◆ REQUIRED ACTION: When a line contains the string "which", it counts once; give the total of such lines in the entries below and nothing else.

◆ RECORDS PROVIDED:
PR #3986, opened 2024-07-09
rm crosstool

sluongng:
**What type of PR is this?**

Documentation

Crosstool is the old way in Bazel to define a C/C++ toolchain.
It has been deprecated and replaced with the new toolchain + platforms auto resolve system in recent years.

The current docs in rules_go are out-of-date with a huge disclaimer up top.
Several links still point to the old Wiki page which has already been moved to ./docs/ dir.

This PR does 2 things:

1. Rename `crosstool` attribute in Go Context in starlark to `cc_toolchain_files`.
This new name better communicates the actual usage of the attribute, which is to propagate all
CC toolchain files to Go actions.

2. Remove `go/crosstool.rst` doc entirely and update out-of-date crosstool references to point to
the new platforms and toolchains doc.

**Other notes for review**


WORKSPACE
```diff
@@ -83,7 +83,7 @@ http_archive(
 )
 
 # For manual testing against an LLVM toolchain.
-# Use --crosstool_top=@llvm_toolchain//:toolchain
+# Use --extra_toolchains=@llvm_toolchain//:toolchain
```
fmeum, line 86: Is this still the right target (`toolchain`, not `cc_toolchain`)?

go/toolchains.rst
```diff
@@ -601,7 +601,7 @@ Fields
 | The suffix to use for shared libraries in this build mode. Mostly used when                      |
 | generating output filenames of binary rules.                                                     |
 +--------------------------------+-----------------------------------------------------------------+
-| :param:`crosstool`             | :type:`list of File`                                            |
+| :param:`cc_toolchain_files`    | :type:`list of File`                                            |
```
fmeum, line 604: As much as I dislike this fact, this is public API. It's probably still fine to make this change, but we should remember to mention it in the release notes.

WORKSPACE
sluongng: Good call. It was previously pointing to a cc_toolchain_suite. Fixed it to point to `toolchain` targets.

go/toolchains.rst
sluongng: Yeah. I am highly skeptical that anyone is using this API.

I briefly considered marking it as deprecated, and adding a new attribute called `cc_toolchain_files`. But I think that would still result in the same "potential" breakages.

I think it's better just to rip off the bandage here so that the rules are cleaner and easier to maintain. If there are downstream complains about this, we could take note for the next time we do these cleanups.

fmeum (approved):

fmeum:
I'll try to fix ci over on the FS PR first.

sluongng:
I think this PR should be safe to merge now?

◆ RESULT OF THIS TASK: 2